The Denver Post opined,

...the real reason [for the National Guard deployment] at Cripple Creek is that the governor proposes to crush the miners' strike.

In Cripple Creek the thing at which Peabody has struck with all the power of the state is not physical, as in Chicago, but in the air. That is to say, men said they were afraid to go to work; but there were no criminal acts. The governor's excuse for his action is that he levels the armed force of the state against fear. To the man who cares nothing, sympathetically, one way or the other, but who has a regard for law, the view of the matter is that the governor should have refused to act until there was evident lawlessness and disorder.

The Army and Navy Journal weighed in, observing that the Colorado National Guard had been placed,

...in the relation of hired men to the mine operators and [the arrangement] morally suspended their function of state military guardians of the public peace. It was a rank perversion of the whole theory and purpose of the National Guard, and more likely to incite disorder than prevent it.

The Colorado Constitution of the period "declares that the military shall always be in strict subordination to the civil power." The district court ruled that Bell and Chase should be arrested for violating the law.
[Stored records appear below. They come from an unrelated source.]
PR #641, opened 2019-10-27
Set up git credentials helper to use .git-credentials file as source

YuxuanLin:
Now if I upload git credentials to S3 bucket Git via https doesn't work directly. Setting git credential helper to pick up ~/.git-credentials is necessary and doable via env hooks but it's better to set up this step at an early stage and won't hurt anybody.

### DIFF
--- a/packer/linux/scripts/install-git-lfs.sh
+++ b/packer/linux/scripts/install-git-lfs.sh
@@ -9,3 +9,6 @@ tar -xvzf git-lfs.tgz -C git-lfs
 sudo chmod 755 git-lfs/git-lfs
 sudo ./git-lfs/install.sh
 rm -rf git-lfs.tgz git-lfs/
+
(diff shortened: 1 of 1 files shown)


lox:
Hey @YuxuanLin 👋🏻 You should be able to use `git-credentials` with https://github.com/buildkite/elastic-ci-stack-s3-secrets-hooks (which are included in the elastic stack)!

Check out https://github.com/buildkite/elastic-ci-stack-s3-secrets-hooks/blob/master/hooks/environment#L83-L99

YuxuanLin:
Thanks @lox . Safe to close now.

Btw if the git-credentials file only contains one line uri without a new empty line below, it won't work silently because of this line https://github.com/buildkite/elastic-ci-stack-s3-secrets-hooks/blob/687edd8bea54c62f1c35505d809209388827e176/git-credential-s3-secrets#L78

PR #643, opened 2019-11-01
Prune the docker build cache too

plasticine:
Does what it says. At the moment we just let the build cache grow forever.


plasticine:
Closing in favour of #642

PR #646, opened 2019-11-21
Increase the threshold for disk cleanup to 5GB free for 4.3

huonw:
e97921cc74e8a69fccbe98ebcc6ee0f50a9ccbcf on `master` increased the `DISK_MIN_AVAILABLE` threshold to 5GB a few months ago, but it doesn't seem to be in the 4.3.5 release that happened since then.

The 1GB threshold is causing us problems (https://github.com/buildkite/elastic-ci-stack-for-aws/issues/465#issuecomment-555846619) so this PR cherrypicks that existing commit onto the 4.3 series branch, as a temporary work-around while waiting for the stalled #623 and/or #639.

### DIFF
--- a/packer/conf/bin/bk-check-disk-space.sh
+++ b/packer/conf/bin/bk-check-disk-space.sh
@@ -1,7 +1,7 @@
 #!/bin/bash
 set -euo pipefail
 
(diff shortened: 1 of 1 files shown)


huonw:
Hi @lox, could I ask you to take a look at this PR? We're currently using a custom AMI built from this PR, instead of the 4.3.5 release.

Bell responded by declaring that no civil officer would be allowed to serve civil processes to any National Guard officer on duty.
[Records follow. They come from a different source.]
Issue #246, opened 2017-02-10
Alternative to cloudformation


KevinGrandon:
Our security policy prevents us from using cloudformation to deploy an elastic stack due to strict iam resourcing control.

We're currently using Terraform and would love to have an alternative to cloudformation to setup the elastic stack.

lox:
Thanks for the issue @KevinGrandon, Terraform is absolutely something we are considering. Will discuss this some more and update shortly.

Would it be possible to provide more detail on CloudFormation? Does "strict iam resourcing control" rule out ANY CloudFormation, or are there things about how we are using that are problematic? Would it be possible for us to address these security concerns and let you move forward with CloudFormation? Many folks have been wrapping it in a Terraform resource: https://www.terraform.io/docs/providers/aws/r/cloudformation_stack.html

lox:
We could for instance lock down the permissions to only work in the provided vpc / subnets:

https://aws.amazon.com/blogs/security/how-to-help-lock-down-a-users-amazon-ec2-capabilities-to-a-single-vpc/

lox:
@toolmantim did you have any other insight into this one?

SomeoneWeird:
@KevinGrandon how does Cloudformation differ to Terraform?

lox:
Do you mean in so far as it's security implications?

toolmantim:
I don't have any more insight I'm afraid!

I know @pvdvreede is ingesting this via Terraform. Have you had any luck?

SomeoneWeird:
@lox Yeah. You should just be able to create an IAM user with the necessary permissions and then execute CF as that user. I'm not seeing what else terraform would do, seeing as it would obviously use a subset of IAM

pvdvreede:
We are using Terraform as a wrapper around the Cloudformation. In Terraform we create a IAM policy and then pass that policy into the Cloudformation. However, the Cloudformation still creates the instance profile, role and then attaches this extra policy. 

Would passing an IAM Role into the Cloudformation so that it only creates the instance profile, and connects it to the passed in Role help with your Security restrictions, @SomeoneWeird ?

SomeoneWeird:
@pvdvreede I think you mean @KevinGrandon there :)

lox:
I'd guess the issue here is the broad permissions that would be required for the stack in it's present form. It needs IAM creation for one, which is basically root access. We could look at locking this down, but I'd want to know if @KevinGrandon has other requirements beyond that.

[...]

PR #651, opened 2019-11-27
yml templates/aws-stack: Add Mixed Instance support to the ASG

aws5295:
Playing off of https://github.com/buildkite/elastic-ci-stack-for-aws/pull/635
This is one approach for adding mixed instance support while allowing the instance types to be configurable.

The obvious drawback, is that this only supports 1-4 instance types.
However, it lays down an example for how users can modify the template for more instance type support.

[AWS announcement on Mixed Instance types](https://aws.amazon.com/blogs/aws/new-ec2-auto-scaling-groups-with-multiple-instance-types-purchase-options/)

[Detailed description of the various parameters](https://docs.aws.amazon.com/autoscaling/ec2/userguide/asg-purchase-options.html)

### DIFF
--- a/templates/aws-stack.yml
+++ b/templates/aws-stack.yml
@@ -56,6 +56,13 @@ Metadata:
         Parameters:
         - MinSize
         - MaxSize
+        - SpotAllocationStrategy
+        - OnDemandBaseCapacity
+        - OnDemandPercentageAboveBaseCapacity
+        - InstanceType1
+        - InstanceType2
+        - InstanceType3
+        - InstanceType4
         - ScaleOutFactor
         - ScaleInIdlePeriod
         - ScaleOutForWaitingJobs
@@ -209,7 +216,7 @@ Parameters:
     MinLength: 1
 
   SpotPrice:
-    Description: Spot bid price to use for the instances. 0 means normal (non-spot) instances
+    Description: Maximum Spot bid price to use for the instances. 0 allows you to specify mixed instances (a combination of On-Demand and Spot Instances across multiple instances types)
     Type: String
     Default: 0
 
@@ -223,6 +230,44 @@ Parameters:
     Description: Minimum number of instances
     Type: Number
     Default: 0
+
+  InstanceType1:
+    Description: The primary instance type to use when requesting mixed instance types.
+    Type: String
+    Default: ""
+
+  InstanceType2:
+    Description: The secondary instance type to use when requesting mixed instances. Omit this parmameter to only request 1 instance type.
+    Type: String
+    Default: ""
+
+  InstanceType3:
+    Description: The tertiary instance type to use when requesting mixed instances. Omit this parmameter to only request 2 instance types.
+    Type: String
+    Default: ""
+
+  InstanceType4:
+    Description: The quaternary instance type to use when requesting mixed instances. Omit this parmameter to only request 3 instance types.
+    Type: String
+    Default: ""
+
+  SpotAllocationStrategy:
+    Description: Indicates how to allocate Spot capacity across Spot pools.
+    AllowedValues:
+    - capacity-optimized
+    - lowest-price
+    Type: String
+    Default: capacity-optimized
+
+  OnDemandBaseCapacity:
+    Description: Minimum number of instances in the ASG's initial capacity that must be fulfilled by On-Demand instances.
+    Type: Number
+    Default: 0
+
+  OnDemandPercentageAboveBaseCapacity:
+    Description: Percentage of On-Demand Instances for additional capacity beyond the optional On-Demand base amount.
+    Type: Number
+    Default: 40
 
   ScaleOutFactor:
     Description: A decimal factor to apply to scale out changes to speed up or slow down scale-out
@@ -437,6 +482,18 @@ Conditions:
 
     UseDefaultRootVolumeName:
       !Equals [ !Ref RootVolumeName, "" ]
+
+    UseInstanceType1:
+      !Not [ !Equals [ !Ref InstanceType1, ""] ]
+
+    UseInstanceType2:
+      !Not [ !Equals [ !Ref InstanceType2, ""] ]
+
+    UseInstanceType3:
+      !Not [ !Equals [ !Ref InstanceType3, ""] ]
+
+    UseInstanceType4:
+      !Not [ !Equals [ !Ref InstanceType4, ""] ]
 
     UseManagedPolicyARN:
       !Not [ !Equals [ !Join [ "", !Ref ManagedPolicyARN ], "" ] ]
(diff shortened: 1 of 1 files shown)


lox:
It pains me to add so many params, but I reckon this is probably a good compromise.

lox:
I'm actually tempted to remove the `SpotBid` param entirely.

kushmansingh:
Could the `InstanceType` parameter potentially be changed to the `CommaDelimitedList` type. I think that might be backwards compatible and the autoscalinggroup overrides could probably be created using `split` or some other cleverness

lox:
> Could the InstanceType parameter potentially be changed to the CommaDelimitedList type? I think that might be backwards compatible and the autoscalinggroup overrides could probably be created using split or some other cleverness

That would be ideal, but I don't believe it's possible. Would welcome someone else giving it a shot though!

kushmansingh:
I banged my head against this for a few hours and unfortunately there's no good way to do this with the Cloudformation functions 😞 . This is the closest I got but the output was a string and we need it to be an object mapping 
```yaml
            Overrides: !Split
              - ","
              - !Join
                - ",- InstanceType: "
                - !Split
                  - ","
                  - !Su
                    - ",${instanceTypes}"
                    - instanceTypes: !Join [",", !Ref InstanceType]
```

holmesjr:
This kind of thing could be a lot easier with CF generated by CDK. Would you be interested in a version of the BuildKite stack in CDK so you can evaluate it for future releases? I might be able to devote some time if so...

pda:
@holmesjr Yeah, CDK would open up a lot more flexibility.

I imagine it'll be tough to convince CDK to produce CloudFormation that could be safely applied as an update to an existing stack, without replacing lots of resources that don't really need replacing. Or, attempting to produce that CloudFormation from CDK would make the CDK more complex and less idiomatic.

It's worth thinking about, and perhaps tinkering, but no guarantees we'd switch to it, even if it was working.

We'd probably want to weight it up against e.g. Terraform in the context of thinking about how this choice fits with potentially creating equivalent stacks for other cloud providers / orchestration systems. 🤔

esalter:
This is also something we were looking into, so I'm glad to see someone else had the same problem. +1 from me.

I agree though that it would be better to not have so many params.  But it seems like that's our only option.

It's off topic, but I'd love to see a Terraform solution like @pda mentioned.  We actually manage everything in terraform, and this is the one part of our IaC that uses terraform to launch a CF stack, which just feels odd.

bshelton229:
We'd love to see this merged. We've been running into spot capacity issues taking our queues down until capacity returns. We're also a terraform shop and have stayed with this upstream cloudformation stack (applied via terraform in our shop) because of how great it is. We may need to bite off creating a terraform module to get mixed instance types in the ASG if it doesn't land in this stack in the near future. We would of course use the compiled resources (ami, lambda, etc) from this repo. Would there be interest in open sourcing a terraform solution? If terraform became a more supported option alongside cloudformation, would there be interest in the terraform living in this repo alongside everything else? Or, would a separate terraform module repo make more sense?

yob:
Thanks for the reminder @bshelton229.

We remain interested in improved support for utilising spot instances, and we're actively discussing options at the moment.

The parameter count is definitely a bummer. Partly for the overall impact on the ergonomics of using the stack, and partly because this takes us to 55 params - dangerously close to the cap of 60.

Personally, I haven't used a Mixed Instance ASG before. Could we do something like this?

1. Use a mixed instance ASG for all stacks (eg. drop the conditional on `MixedInstancesPolicy`)
2. Drop the `SpotPrice` param
3. Default `OnDemandPercentageAboveBaseCapacity` to 100%, so out of the box stacks will only use OnDemand instances
4. Document that teams can opt into using spot instances by reducing `OnDemandPercentageAboveBaseCapacity` to less 100% (possibly as low as 0%).
5. Drop `InstanceType1` in favour of the existing `InstanceType` param 

It's possible (likely?) I've suggested something that isn't practical. However, if it *did* work then the nett increase in params from this PR drops from +7 to +5.

The terraform questions are interesting and I don't know the answers offhand. There's some relevant discussion in #246 and it might be worth dropping a comment in there. I suspect our summary would be: we recognise terraform is super popular with our customers and would ideally like to support it, but as a small team we're nervous about maintaining feature parity in two parallel elastic stacks.

yob:
> Default OnDemandPercentageAboveBaseCapacity to 100%, so out of the box stacks will only use OnDemand instances

Purely on naming things: what about inverting this and calling the parameter `SpotInstanceMaxPercentage`. Default it to 0, and internally we set `OnDemandPercentageAboveBaseCapacity` to  `100 - SpotInstanceMaxPercentage`.

I reckon users installing the stack will be thinking of that question from the "how can I enable spot instances" angle, rather than "how can I reduce the number of OnDemand instances so spot instances fill the gap"

yob:
> Default it to 0, and internally we set OnDemandPercentageAboveBaseCapacity to 100 - SpotInstanceMaxPercentage.

Oh, silly me for assuming math functions are available in cloudformation :grimacing:

yob:
> Could the InstanceType parameter potentially be changed to the CommaDelimitedList type?

Here's the best I could come up with.

It treats the `InstanceType` param as a comma delimited value, but supports a fixed number of 1-4 types. It's a bit ugly internally (append extra `,` to the value to ensure there's always at least 4 items in the list, then re-split) but looks neat-ish from the users perspective.

```diff
diff --git a/templates/aws-stack.yml b/templates/aws-stack.yml
index 8296d75..21ebe7e 100644
--- a/templates/aws-stack.yml
+++ b/templates/aws-stack.yml
@@ -39,9 +39,6 @@ Metadata:
         - ImageId
         - ImageIdParameter
         - InstanceType
-        - InstanceType2
-        - InstanceType3
-        - InstanceType4
         - AgentsPerInstance
         - KeyName
         - SecretsBucket
@@ -207,7 +204,7 @@ Parameters:
     Default: ""
 
   InstanceType:
-    Description: Instance type
+    Description: Instance type. Comma separated list with 1-4 instance types. The order is a prioritised preference for launching OnDemand instances, and an non-prioritised list of types to consider for Spot Instances (where used).
     Type: String
     Default: t3.large
     MinLength: 1
@@ -223,21 +220,6 @@ Parameters:
     Type: Number
     Default: 0
 
-  InstanceType2:
-    Description: The secondary instance type to use when requesting mixed instances. Omit this parmameter to only request 1 instance type.
-    Type: String
-    Default: ""
-
-  InstanceType3:
-    Description: The tertiary instance type to use when requesting mixed instances. Omit this parmameter to only request 2 instance types.
-    Type: String
-    Default: ""
-
-  InstanceType4:
-    Description: The quaternary instance type to use when requesting mixed instances. Omit this parmameter to only request 3 instance types.
-    Type: String
-    Default: ""
-
   OnDemandPercentage:
     Description: Percentage of total instances that should launch as OnDemand. Reduce this to use some Spot Instances when they're available.
     Type: Number
@@ -465,13 +447,13 @@ Conditions:
       !Equals [ !Ref RootVolumeName, "" ]
 
     UseInstanceType2:
-      !Not [ !Equals [ !Ref InstanceType2, ""] ]
+      !Not [ !Equals [ !Select [ "1", !Split [ ",", !Join [ ",", [ !Ref InstanceType, "", "", "" ] ] ] ], ""] ]
 
     UseInstanceType3:
-      !Not [ !Equals [ !Ref InstanceType3, ""] ]
+      !Not [ !Equals [ !Select [ "2", !Split [ ",", !Join [ ",", [ !Ref InstanceType, "", "", "" ] ] ] ], ""] ]
 
     UseInstanceType4:
-      !Not [ !Equals [ !Ref InstanceType4, ""] ]
+      !Not [ !Equals [ !Select [ "3", !Split [ ",", !Join [ ",", [ !Ref InstanceType, "", "", "" ] ] ] ], ""] ]
 
     UseManagedPolicyARN:
       !Not [ !Equals [ !Join [ "", !Ref ManagedPolicyARN ], "" ] ]
@@ -826,7 +808,7 @@ Resources:
           KeyName: !If [ "HasKeyName", !Ref KeyName, !Ref 'AWS::NoValue' ]
           IamInstanceProfile:
             Arn: !GetAtt "IAMInstanceProfile.Arn"
-          InstanceType: !Ref InstanceType
+          InstanceType: !Select [ "0", !Split [ ",", !Join [ ",", [ !Ref InstanceType, "", "", "" ] ] ] ]
           ImageId: !If [ HasImageId, !Ref ImageId, !If [ HasImageIdParameter, !GetAtt ImageIdParameterStack.Outputs.ImageId, !FindInMap [ AWSRegion2AMI, !Ref 'AWS::Region', !Ref InstanceOperatingSystem ] ] ]
           BlockDeviceMappings:
             - DeviceName: !If [ UseDefaultRootVolumeName, !If [ UseWindowsAgents, /dev/sda1, /dev/xvda ], !Ref RootVolumeName ]
@@ -940,18 +922,18 @@ Resources:
             LaunchTemplateId: !Ref AgentLaunchTemplate
             Version: !GetAtt "AgentLaunchTemplate.LatestVersionNumber"
           Overrides:
-          - InstanceType: !Ref InstanceType
+          - InstanceType: !Select [ "0", !Split [ ",", !Join [ ",", [ !Ref InstanceType, "", "", "" ] ] ] ]
           - InstanceType: !If
             - UseInstanceType2
-            - !Ref InstanceType2
+            - !Select [ "1", !Split [ ",", !Join [ ",", [ !Ref InstanceType, "", "", "" ] ] ] ]
             - !Ref "AWS::NoValue"
           - InstanceType: !If
             - UseInstanceType3
-            - !Ref InstanceType3
+            - !Select [ "2", !Split [ ",", !Join [ ",", [ !Ref InstanceType, "", "", "" ] ] ] ]
             - !Ref "AWS::NoValue"
           - InstanceType: !If
             - UseInstanceType4
-            - !Ref InstanceType4
+            - !Select [ "3", !Split [ ",", !Join [ ",", [ !Ref InstanceType, "", "", "" ] ] ] ]
             - !Ref "AWS::NoValue"
       MinSize: !Ref MinSize
       MaxSize: !Ref MaxSize
```

yob:
Thanks again for this, and apologies it took us so long to mull over  @aws5295 :heart: 

We've just merged #710, based on this PR. Hopefully it gets the balance right between support for mixed instance ASGs and conserving our remaining parameter count! Feedback is welcome.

Within a week after the arrival of troops, the Findlay, Strong, Elkton, Tornado, Thompson, Ajax, Shurtloff, and Golden Cycle mines began operations again, and replacement workers they had recruited were "practically forced" to go to work. The mine owners recruited from surrounding states, telling the potential miners that there was no strike. Emil Peterson, a worker recruited from Duluth, decided to run when he realized the purpose of the military escort. Lieutenant Hartung fired a pistol at him as he ran away. A warrant issued for the lieutenant's arrest was ignored by the military officers.

The Cripple Creek Mine Owners' Association (CCMOA) began to pressure companies to fire union miners who were still working in mines that had not been struck. Companies that refused to do so, or who in some other way refused to join the employers' alliance movement, were blacklisted. When the Woods Investment Company ordered their employees to quit the WFM, the employees joined the strike instead. The superintendent and the shift bosses accompanied all of the workers out the door.

On November 21, two management employees at the Vindicator mine were killed by an explosion at the 600 foot level. The coroner's jury could not determine what had caused the explosion. Although the mine was heavily guarded by soldiers and no unauthorized personnel were permitted to approach, the CCMOA blamed the explosion on the WFM. Fifteen strike leaders were arrested but were never prosecuted because evidence of their involvement never materialized.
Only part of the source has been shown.